Brief: Locate the string "qtchooser" in the records below. Copy every line where it occurs.

[Source data]

PR #166, opened 2015-11-19
internal links

Tamriel:
When links like [test](test) are clicked, the file test.md is opened.
It has to be located next to the current opened file.
Relative pathes like [test](../test) or [test](folder/test) are also possible.

### DIFF
--- a/ReText/tab.py
+++ b/ReText/tab.py
@@ -72,9 +72,7 @@ class ReTextTab(QObject):
 	def createPreviewBox(self):
 		if globalSettings.useWebKit:
 			return self.createWebView()
-		browser = QTextBrowser()
-		# TODO: honor globalSettings.handleWebLinks?
-		browser.setOpenExternalLinks(True)
+		browser = ReTextPreview(self)
 		return browser
 
 	def getSplitter(self):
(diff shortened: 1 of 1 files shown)


mitya57:
Thanks for your pull request. I have made some comments on your commit, please fix that or let me know if I should do that myself. I would prefer if you amended the commit instead of adding a new one.

(I should really have left these comments on the PR diff, not on the commit, but too late…)

Tamriel:
Thanks for your insightful feedback!

    if link.url().startswith('http'):
        QDesktopServices.openUrl(link)

> Can this really happen? We call `setOpenExternalLinks(True) ` which according to the documentation means: 
>> QTextBrowser should automatically open links to external sources using QDesktopServices::openUrl() instead of emitting the anchorClicked signal.

I `self.setOpenLinks(False)`, because if set to True, links to other files will unsuccesfully be opened as anchors. Therefore the distinction of cases is necessary.

ReText/tab.py
```diff
@@ -188,3 +189,30 @@ def installFakeVimHandler(self):
...
+	"""
+
+	def __init__(self, tab):
+		QTextBrowser.__init__(self)
+		self.tab = tab
+		self.setOpenLinks(False)  # if set to True, links to other files will unsuccesfully be opened as anchors
+		self.anchorClicked.connect(self.openInternal)
+
+	def openInternal(self, link):
+		if link.url().startswith('http'):
```
mitya57: How about using `not link.url().isRelative()` instead? It is better because:

* It will fail on different protocols, not only http (i.e. ftp, torrent).
* It will not fail on files named i.e. http.mkd :)

ReText/tab.py
```diff
@@ -188,3 +189,30 @@ def installFakeVimHandler(self):
...
+			QDesktopServices.openUrl(link)
+		else:
+			currentFileInfo = QFileInfo(self.tab.fileName)
+			current_file_dir = currentFileInfo.absoluteDir().absolutePath()
+			if re.search('\.\w*$', link.url()):  # file suffix exists in link
```
mitya57: This also matches a dot in a directory name, doesn't it? Maybe call `toLocalFile()` first, and then check if it has a suffix?

ReText/tab.py
```diff
@@ -188,3 +189,30 @@ def installFakeVimHandler(self):
...
+				suffix = ''
+			else:
+				suffix = '.' + currentFileInfo.completeSuffix()
+			file_to_open = current_file_dir + '/' + link.url() + suffix
```
mitya57: Err, no hardcoded '/', please. Please use `QDir.filePath` method instead.

ReText/tab.py
```diff
@@ -188,3 +189,30 @@ def installFakeVimHandler(self):
...
+	"""
+	When links like [test](test) are clicked, the file test.md is opened.
+	It has to be located next to the current opened file.
+	Relative pathes like [test](../test) or [test](folder/test) are also possible.
+	"""
+
+	def __init__(self, tab):
+		QTextBrowser.__init__(self)
+		self.tab = tab
+		self.setOpenLinks(False)  # if set to True, links to other files will unsuccesfully be opened as anchors
```
mitya57: If you call `setOpenLinks(False)`, then does it make sense to use `setOpenExternalLinks(True)` above? (Ideally it should honor `globalSettings.handleWebLinks` option like the WebKit backend does, but I can take care about that myself.)

Also, please cut the long line.

mitya57:
Much better, thanks, though still some issues :)

Tamriel:
Beautiful code now, just like yours ;)
Do you use 80 or 100 columns wide code? I prefer 100.

mitya57:
I try to use 100, but sometimes the code gets even wider… So new code should not use lines longer than 100 symbols.

mitya57:
Finally I got around to your code. I have fixed it to handle some non-standard cases (HTML files, files unknown to ReText, files with absolute paths, anchor links), and merged. Thanks!

PR #169, opened 2015-11-30
desktop file: Use executable name instead of full path

### LINKED ISSUE #168: Failed to launch ReText if installation prefix isn't /usr
dolphin_002
Remove the full path from the desktop entry's `Exec` key solve the issue.

Lin-Buo-Ren:
Application will fail to be launched if the installation prefix isn't
/usr, fixes #168 .

Signed-off-by: 林博仁(Buo-Ren Lin) <Buo.Ren.Lin@gmail.com>


mitya57:
Merged, thanks!

PR #172, opened 2015-12-20
Added setting 'Automatically open live preview for new documents'

Tamriel:


mitya57:
Sorry, I won't merge all this bulk of commits :)

Commenting on the first commit (which corresponds to the title of this PR): the option is misleading. For me, the "new document" is what happens when one selects "File → New document" (i.e. the empty document). However your commit is opposite — it does not affect new documents and affects only opening files.

Perhaps you can do that in ReTextTab constructor, and call the option somehow different?

PR #187, opened 2016-01-20
fixing webkit preview color on dark qt theme

farseerfc:
When using a dark qt theme (e.g. breeze-dark), webkit preview have a
dark text color on a dark background, which is hardly visible.
This fix adds a CSS that pulls text color from default QtPalette.

### DIFF
--- a/ReText/tab.py
+++ b/ReText/tab.py
@@ -27,7 +27,7 @@ except ImportError:
 	ReTextFakeVimHandler = None
 
 from PyQt5.QtCore import Qt, QDir, QFile, QFileInfo, QObject, QTextStream, QTimer, QUrl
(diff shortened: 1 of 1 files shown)


farseerfc:
This is a screenshot with the fixed preview(above) and original behavior(below).
screenshot_20160121_053424

mitya57:
@farseerfc Thanks for the pull request — I fixed it in a bit different place. Please check if the fix still works for you.

farseerfc:
@mitya57 Yes. Tested d5e49a779f346e9e8f0895ab74d59674a5866a6d. This fixed my problem. Thank you!

mitya57:
Ok, thanks for testing!

PR #189, opened 2016-01-31
glob locale files lazy during setup

farseerfc:
Currently `setup.py build` will generate locale translations,
and `setup.py install` will install these generated translations.
However `setup.py install` from a clean cloned repo will not install these
translations because they are generated **after** glob could find these
files. This fix use a generator to lazy glob these translations after they are generated.

### DIFF
--- a/setup.py
+++ b/setup.py
@@ -43,6 +43,9 @@ def build_translations():
 	if error:
 		print('Failed to build translations:', error)
 
+def glob_lazy(path):
+    yield from glob(path)
+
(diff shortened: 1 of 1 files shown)


mitya57:
Thanks! There is an [iglob](https://docs.python.org/3/library/glob.html#glob.iglob) function in glob module so I used that instead.

farseerfc:
Wow! Didn't know iglob will also do the trick. Great!

PR #190, opened 2016-01-31
QT_SELECT=5 instead of QT_SELECT=qt5

farseerfc:
The `setup.py` calls `lrelease` with `QT_SELECT=qt5` set.
On Arch Linux this will error with:
> lrelease: could not find a Qt installation of 'qt5'

The output of `qtchooser -list-versions` on Arch Linux is:
> 4
> 5
> default

This is the same for
[LFS](http://www.linuxfromscratch.org/blfs/view/7.4/general/qtchooser.html)

This fix changed "qt5" to "5".

### DIFF
--- a/setup.py
+++ b/setup.py
@@ -37,7 +37,7 @@ def build_translations():
 	error = None
 	for ts_file in glob(join('locale', '*.ts')):
 		try:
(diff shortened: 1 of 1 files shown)


mitya57:
Thanks! I was initially writing this on Debian where both `qt5` and `5` exist.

[/Source data]

Answer section:
The output of `qtchooser -list-versions` on Arch Linux is:
[LFS](http://www.linuxfromscratch.org/blfs/view/7.4/general/qtchooser.html)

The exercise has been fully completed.